Input data:
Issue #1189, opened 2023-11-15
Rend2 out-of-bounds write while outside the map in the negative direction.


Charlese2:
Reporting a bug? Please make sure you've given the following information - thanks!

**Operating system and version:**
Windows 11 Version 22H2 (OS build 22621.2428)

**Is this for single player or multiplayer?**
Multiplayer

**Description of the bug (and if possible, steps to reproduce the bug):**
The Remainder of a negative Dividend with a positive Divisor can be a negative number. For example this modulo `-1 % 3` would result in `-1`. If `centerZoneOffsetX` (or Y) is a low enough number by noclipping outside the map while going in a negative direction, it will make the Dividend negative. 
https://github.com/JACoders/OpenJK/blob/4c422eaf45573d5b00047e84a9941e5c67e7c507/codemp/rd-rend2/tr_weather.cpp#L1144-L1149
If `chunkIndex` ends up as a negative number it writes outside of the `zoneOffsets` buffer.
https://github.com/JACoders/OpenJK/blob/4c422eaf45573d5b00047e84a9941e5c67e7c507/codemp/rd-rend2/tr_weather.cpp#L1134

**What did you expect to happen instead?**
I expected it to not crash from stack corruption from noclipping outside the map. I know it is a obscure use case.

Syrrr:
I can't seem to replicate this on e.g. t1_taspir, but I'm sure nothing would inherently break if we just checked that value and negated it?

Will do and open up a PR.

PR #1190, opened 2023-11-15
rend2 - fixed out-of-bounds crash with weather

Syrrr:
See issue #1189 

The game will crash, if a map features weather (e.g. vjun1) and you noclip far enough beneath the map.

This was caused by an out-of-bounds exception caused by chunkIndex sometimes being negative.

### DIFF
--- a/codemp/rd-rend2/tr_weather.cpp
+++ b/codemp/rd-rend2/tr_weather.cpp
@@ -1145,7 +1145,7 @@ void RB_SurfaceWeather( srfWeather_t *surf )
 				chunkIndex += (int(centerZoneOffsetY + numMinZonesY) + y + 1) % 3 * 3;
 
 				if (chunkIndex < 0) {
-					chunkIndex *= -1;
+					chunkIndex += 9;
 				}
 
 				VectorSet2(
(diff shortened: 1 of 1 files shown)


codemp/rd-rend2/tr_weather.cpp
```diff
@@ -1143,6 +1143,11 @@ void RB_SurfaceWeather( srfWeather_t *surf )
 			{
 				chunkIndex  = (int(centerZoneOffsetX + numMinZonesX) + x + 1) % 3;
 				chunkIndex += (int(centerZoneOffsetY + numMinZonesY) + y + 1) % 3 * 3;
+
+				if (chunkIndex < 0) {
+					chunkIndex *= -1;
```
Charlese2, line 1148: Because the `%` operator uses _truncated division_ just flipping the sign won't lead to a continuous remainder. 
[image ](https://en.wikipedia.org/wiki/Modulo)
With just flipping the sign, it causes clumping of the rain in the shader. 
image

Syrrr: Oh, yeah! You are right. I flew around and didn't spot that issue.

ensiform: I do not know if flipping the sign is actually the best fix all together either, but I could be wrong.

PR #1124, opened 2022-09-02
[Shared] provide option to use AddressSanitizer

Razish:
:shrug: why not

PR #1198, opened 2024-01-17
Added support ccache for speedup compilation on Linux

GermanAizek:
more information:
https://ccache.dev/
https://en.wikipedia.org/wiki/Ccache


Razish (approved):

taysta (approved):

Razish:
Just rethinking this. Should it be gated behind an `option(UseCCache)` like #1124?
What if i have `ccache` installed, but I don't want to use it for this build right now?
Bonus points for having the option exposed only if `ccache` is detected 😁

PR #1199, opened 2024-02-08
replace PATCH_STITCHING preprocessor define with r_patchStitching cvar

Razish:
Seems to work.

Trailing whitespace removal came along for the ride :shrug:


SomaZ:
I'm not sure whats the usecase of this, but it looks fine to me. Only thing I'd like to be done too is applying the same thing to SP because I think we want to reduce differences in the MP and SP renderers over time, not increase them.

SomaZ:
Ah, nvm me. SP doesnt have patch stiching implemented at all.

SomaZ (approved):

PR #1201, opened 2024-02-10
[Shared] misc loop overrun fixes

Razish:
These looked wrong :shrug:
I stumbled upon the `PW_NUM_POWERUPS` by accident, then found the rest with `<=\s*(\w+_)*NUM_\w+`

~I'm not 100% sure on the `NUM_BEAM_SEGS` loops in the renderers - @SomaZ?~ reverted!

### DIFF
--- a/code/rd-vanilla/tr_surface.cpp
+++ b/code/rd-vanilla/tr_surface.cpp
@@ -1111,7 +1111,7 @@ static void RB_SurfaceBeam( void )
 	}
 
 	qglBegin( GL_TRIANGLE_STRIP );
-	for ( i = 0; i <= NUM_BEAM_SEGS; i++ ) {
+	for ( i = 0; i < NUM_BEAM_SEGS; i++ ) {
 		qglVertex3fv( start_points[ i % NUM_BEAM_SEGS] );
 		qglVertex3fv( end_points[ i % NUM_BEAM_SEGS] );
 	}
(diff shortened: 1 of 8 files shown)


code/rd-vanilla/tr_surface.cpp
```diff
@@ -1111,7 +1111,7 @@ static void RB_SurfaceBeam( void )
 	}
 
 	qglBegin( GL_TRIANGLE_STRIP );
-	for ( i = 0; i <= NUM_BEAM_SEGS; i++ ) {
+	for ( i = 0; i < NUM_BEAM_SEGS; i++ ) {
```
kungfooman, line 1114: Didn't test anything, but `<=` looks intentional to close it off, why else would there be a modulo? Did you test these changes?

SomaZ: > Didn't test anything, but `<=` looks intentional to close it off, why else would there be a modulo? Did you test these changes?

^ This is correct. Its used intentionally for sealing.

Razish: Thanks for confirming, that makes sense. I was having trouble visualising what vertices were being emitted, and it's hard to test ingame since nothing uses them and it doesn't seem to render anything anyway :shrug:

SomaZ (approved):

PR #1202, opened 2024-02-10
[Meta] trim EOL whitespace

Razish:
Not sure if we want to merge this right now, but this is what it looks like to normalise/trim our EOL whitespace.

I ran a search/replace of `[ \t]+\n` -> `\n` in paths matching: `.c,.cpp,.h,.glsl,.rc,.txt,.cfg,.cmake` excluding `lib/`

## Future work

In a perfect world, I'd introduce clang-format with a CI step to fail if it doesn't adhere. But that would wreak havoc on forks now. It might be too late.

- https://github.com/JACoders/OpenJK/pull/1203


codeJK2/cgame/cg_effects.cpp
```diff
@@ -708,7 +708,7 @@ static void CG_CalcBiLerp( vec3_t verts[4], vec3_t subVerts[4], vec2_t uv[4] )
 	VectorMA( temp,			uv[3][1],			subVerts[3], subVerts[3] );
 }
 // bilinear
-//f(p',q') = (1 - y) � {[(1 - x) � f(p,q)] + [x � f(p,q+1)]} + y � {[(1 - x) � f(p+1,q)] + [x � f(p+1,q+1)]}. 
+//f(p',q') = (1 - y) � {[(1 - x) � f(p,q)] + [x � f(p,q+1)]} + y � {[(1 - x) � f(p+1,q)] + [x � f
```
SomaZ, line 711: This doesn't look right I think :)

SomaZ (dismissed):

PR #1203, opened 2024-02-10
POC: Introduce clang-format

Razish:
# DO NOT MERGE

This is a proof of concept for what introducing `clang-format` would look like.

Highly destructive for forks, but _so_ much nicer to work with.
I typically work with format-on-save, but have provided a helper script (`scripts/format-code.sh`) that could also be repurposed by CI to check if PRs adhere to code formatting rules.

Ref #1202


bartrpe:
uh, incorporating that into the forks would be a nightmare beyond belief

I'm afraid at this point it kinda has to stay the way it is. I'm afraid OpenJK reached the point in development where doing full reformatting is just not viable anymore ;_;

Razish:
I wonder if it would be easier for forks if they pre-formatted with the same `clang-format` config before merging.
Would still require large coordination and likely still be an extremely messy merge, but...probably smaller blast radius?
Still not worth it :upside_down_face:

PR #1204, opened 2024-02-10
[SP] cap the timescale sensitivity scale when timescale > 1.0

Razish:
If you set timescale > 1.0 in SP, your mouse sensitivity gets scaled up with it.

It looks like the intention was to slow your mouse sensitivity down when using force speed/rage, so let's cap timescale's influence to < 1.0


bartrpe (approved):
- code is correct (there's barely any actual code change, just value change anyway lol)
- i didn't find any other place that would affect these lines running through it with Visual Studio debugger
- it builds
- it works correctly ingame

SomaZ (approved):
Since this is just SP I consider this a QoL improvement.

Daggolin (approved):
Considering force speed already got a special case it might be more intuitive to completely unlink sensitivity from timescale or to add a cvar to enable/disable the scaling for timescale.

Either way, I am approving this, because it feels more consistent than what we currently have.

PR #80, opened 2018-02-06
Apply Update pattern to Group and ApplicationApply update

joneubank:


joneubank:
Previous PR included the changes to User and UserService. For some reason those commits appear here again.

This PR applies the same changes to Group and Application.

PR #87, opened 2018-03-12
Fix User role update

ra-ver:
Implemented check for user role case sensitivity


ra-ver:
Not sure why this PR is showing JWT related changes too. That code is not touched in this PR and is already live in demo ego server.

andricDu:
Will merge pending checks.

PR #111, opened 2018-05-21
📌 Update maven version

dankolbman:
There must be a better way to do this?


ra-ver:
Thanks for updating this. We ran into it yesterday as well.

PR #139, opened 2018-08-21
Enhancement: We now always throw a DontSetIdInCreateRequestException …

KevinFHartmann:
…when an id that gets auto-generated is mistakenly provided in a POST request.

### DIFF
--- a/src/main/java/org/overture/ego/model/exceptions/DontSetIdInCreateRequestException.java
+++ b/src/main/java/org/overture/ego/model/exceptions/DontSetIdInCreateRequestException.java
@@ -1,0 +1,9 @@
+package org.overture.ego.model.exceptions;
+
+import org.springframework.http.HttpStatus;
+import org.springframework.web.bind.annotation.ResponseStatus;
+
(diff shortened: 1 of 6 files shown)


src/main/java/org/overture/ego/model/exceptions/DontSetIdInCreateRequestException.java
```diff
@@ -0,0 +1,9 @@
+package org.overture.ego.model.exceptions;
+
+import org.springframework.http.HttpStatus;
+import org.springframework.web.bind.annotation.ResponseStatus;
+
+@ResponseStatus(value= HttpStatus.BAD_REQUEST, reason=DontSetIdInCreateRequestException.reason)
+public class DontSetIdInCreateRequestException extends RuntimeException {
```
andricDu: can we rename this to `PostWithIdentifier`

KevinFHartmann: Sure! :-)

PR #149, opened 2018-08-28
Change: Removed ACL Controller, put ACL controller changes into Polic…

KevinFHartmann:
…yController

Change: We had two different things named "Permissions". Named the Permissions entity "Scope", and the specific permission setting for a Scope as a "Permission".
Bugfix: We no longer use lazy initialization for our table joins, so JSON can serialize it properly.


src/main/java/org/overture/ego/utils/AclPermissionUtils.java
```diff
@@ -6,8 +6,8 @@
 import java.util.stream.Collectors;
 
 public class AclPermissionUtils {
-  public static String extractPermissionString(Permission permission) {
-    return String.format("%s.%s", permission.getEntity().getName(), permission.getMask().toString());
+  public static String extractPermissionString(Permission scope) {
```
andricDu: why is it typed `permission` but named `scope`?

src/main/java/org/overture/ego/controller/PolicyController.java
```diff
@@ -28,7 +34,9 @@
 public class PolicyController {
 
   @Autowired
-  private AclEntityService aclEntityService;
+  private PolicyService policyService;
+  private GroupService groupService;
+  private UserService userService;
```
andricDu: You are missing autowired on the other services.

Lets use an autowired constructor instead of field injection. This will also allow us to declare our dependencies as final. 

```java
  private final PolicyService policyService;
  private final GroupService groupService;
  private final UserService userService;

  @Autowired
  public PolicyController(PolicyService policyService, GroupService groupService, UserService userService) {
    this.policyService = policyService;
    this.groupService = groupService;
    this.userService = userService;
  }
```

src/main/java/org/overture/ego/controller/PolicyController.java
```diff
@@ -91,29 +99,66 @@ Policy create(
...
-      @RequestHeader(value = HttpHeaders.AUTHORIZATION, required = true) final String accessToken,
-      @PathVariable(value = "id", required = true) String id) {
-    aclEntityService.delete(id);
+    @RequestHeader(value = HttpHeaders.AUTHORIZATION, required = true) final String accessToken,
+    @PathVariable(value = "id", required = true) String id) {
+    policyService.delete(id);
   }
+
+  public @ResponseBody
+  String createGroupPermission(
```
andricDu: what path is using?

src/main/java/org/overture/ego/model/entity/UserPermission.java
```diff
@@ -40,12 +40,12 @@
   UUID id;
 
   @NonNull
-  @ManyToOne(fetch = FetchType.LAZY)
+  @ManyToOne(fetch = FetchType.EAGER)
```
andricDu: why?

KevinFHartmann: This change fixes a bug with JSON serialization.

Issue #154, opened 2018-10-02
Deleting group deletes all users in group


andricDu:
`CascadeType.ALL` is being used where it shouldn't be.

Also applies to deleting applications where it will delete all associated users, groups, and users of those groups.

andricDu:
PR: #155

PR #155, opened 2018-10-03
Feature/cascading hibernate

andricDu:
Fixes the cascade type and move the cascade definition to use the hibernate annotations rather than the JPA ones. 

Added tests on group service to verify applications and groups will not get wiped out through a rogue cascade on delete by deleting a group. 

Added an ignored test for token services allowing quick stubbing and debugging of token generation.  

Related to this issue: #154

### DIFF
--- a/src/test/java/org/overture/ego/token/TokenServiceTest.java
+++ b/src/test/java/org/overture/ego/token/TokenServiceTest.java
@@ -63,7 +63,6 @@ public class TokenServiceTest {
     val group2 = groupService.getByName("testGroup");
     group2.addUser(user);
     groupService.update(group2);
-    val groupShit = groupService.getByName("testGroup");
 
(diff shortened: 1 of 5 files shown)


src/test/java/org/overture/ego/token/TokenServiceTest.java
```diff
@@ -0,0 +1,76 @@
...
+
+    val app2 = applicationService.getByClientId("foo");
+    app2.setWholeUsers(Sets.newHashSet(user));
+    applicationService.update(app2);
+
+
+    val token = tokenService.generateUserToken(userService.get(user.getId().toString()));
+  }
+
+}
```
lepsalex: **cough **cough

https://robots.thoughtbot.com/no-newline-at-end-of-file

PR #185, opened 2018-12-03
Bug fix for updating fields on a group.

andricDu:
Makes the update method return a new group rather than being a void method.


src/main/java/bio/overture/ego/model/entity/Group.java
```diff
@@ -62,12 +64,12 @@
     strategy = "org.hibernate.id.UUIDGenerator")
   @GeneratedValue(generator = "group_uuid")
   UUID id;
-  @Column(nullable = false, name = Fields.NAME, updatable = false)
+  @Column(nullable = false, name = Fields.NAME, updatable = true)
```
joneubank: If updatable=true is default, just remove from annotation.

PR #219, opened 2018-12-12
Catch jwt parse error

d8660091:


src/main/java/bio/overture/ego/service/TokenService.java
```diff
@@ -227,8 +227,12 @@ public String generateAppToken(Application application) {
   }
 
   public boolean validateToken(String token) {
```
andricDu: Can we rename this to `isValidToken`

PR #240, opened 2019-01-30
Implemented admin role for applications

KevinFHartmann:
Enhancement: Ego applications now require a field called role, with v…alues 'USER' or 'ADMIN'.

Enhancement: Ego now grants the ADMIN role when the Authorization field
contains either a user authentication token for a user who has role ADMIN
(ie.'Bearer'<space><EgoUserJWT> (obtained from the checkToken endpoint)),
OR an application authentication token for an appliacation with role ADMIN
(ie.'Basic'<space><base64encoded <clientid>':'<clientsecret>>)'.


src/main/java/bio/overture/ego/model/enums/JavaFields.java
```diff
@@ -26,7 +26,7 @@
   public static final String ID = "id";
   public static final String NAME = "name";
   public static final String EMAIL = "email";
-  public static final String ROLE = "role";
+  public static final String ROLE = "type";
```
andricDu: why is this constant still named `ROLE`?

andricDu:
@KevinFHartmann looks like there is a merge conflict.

What the task asks: For each line above that includes "fetch", copy the line.

Response to this exercise:
-  @ManyToOne(fetch = FetchType.LAZY)
+  @ManyToOne(fetch = FetchType.EAGER)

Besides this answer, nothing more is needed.